Dataset records:
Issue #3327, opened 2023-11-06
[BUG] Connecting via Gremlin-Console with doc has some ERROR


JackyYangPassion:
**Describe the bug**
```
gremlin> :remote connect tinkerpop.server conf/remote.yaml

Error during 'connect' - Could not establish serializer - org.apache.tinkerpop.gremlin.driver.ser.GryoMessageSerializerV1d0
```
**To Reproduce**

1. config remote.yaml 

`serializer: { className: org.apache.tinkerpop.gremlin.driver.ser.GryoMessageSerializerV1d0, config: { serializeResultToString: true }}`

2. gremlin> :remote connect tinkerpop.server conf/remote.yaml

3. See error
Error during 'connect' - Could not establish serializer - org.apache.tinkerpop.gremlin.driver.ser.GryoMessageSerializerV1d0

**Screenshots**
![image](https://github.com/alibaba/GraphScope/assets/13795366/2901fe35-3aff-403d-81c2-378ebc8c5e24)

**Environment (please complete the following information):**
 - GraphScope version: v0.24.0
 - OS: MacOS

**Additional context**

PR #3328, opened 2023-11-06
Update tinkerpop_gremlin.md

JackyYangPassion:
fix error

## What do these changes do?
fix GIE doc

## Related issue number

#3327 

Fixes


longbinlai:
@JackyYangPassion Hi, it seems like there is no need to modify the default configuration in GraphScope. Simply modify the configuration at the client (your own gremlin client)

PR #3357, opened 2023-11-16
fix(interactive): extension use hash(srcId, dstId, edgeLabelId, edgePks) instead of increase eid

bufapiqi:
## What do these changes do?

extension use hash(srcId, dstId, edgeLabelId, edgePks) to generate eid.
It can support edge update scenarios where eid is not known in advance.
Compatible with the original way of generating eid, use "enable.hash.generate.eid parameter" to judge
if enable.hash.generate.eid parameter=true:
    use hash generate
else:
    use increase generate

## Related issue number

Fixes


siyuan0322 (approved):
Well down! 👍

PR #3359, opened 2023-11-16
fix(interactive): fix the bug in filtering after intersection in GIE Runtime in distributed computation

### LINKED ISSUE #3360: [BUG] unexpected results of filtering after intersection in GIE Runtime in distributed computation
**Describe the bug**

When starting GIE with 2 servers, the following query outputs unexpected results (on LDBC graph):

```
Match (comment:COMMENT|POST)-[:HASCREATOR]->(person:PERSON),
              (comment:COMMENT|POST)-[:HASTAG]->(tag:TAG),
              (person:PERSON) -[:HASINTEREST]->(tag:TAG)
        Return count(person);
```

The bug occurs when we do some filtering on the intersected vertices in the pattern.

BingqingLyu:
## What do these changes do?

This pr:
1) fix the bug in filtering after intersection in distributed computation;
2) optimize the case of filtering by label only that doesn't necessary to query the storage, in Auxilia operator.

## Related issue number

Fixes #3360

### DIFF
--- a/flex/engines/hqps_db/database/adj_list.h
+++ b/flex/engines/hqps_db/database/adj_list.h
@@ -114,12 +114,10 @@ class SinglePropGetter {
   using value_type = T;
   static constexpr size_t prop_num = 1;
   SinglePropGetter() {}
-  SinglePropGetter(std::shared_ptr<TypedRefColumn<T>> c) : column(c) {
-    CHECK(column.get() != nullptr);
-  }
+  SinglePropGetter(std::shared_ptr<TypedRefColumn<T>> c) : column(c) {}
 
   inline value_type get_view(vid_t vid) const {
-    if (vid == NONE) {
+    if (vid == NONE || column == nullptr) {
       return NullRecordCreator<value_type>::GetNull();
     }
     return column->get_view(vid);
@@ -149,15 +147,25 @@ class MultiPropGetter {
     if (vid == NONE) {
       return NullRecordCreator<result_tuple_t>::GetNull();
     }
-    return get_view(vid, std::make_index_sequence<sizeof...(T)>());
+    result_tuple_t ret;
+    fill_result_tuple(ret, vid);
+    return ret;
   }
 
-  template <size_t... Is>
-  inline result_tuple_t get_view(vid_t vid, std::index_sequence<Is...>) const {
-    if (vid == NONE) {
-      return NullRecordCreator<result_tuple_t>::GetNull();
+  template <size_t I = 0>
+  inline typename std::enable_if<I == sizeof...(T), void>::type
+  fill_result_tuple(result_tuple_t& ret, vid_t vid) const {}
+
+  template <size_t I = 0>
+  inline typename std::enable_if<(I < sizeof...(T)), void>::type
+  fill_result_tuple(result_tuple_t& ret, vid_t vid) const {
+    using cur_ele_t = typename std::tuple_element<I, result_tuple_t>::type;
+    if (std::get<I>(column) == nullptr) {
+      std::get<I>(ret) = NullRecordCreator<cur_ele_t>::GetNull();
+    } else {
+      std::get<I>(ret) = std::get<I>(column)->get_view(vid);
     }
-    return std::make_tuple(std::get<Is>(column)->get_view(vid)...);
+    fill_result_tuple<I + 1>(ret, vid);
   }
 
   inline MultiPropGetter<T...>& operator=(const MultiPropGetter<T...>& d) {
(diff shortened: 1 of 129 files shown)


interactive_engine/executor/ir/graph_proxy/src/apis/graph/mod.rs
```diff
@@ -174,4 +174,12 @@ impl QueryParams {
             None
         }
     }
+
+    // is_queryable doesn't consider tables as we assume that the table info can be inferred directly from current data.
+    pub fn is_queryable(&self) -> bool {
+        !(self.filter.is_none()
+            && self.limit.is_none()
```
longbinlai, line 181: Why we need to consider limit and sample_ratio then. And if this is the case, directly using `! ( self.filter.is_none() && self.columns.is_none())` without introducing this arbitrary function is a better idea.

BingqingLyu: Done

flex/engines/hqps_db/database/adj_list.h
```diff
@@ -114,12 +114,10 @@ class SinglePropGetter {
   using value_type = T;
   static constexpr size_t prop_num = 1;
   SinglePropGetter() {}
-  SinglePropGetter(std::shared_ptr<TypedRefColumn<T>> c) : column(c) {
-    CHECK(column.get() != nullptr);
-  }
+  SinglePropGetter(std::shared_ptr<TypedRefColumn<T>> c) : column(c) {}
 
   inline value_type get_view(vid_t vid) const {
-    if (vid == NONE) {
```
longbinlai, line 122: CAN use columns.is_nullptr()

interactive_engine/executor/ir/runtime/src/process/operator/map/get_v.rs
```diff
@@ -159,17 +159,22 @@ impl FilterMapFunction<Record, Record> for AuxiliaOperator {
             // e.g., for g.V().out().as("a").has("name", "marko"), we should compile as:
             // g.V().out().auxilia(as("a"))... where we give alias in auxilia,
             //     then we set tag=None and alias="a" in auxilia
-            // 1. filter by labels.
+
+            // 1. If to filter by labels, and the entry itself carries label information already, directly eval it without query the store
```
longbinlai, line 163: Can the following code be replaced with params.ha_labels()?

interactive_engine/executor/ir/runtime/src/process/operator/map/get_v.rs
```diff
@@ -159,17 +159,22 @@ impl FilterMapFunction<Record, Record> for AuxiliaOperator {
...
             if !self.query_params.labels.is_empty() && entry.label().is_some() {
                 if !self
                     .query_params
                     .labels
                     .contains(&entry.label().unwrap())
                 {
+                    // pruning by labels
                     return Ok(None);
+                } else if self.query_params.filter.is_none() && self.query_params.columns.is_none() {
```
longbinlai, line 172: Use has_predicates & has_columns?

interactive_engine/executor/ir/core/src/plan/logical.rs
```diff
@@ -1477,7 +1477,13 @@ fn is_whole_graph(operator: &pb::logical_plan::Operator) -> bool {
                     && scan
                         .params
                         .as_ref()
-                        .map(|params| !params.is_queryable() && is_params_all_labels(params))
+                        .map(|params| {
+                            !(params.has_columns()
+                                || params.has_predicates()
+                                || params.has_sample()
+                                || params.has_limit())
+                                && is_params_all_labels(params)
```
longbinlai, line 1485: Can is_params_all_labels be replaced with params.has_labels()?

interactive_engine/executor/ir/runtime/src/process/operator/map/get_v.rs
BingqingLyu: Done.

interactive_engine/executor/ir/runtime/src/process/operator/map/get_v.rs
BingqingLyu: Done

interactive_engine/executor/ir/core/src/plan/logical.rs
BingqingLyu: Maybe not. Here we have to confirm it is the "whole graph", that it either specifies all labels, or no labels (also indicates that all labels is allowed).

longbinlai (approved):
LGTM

What needs to be done:
Whenever the string "person" shows up in a line of the entries, copy that line.

Result:
Match (comment:COMMENT|POST)-[:HASCREATOR]->(person:PERSON),
              (person:PERSON) -[:HASINTEREST]->(tag:TAG)
        Return count(person);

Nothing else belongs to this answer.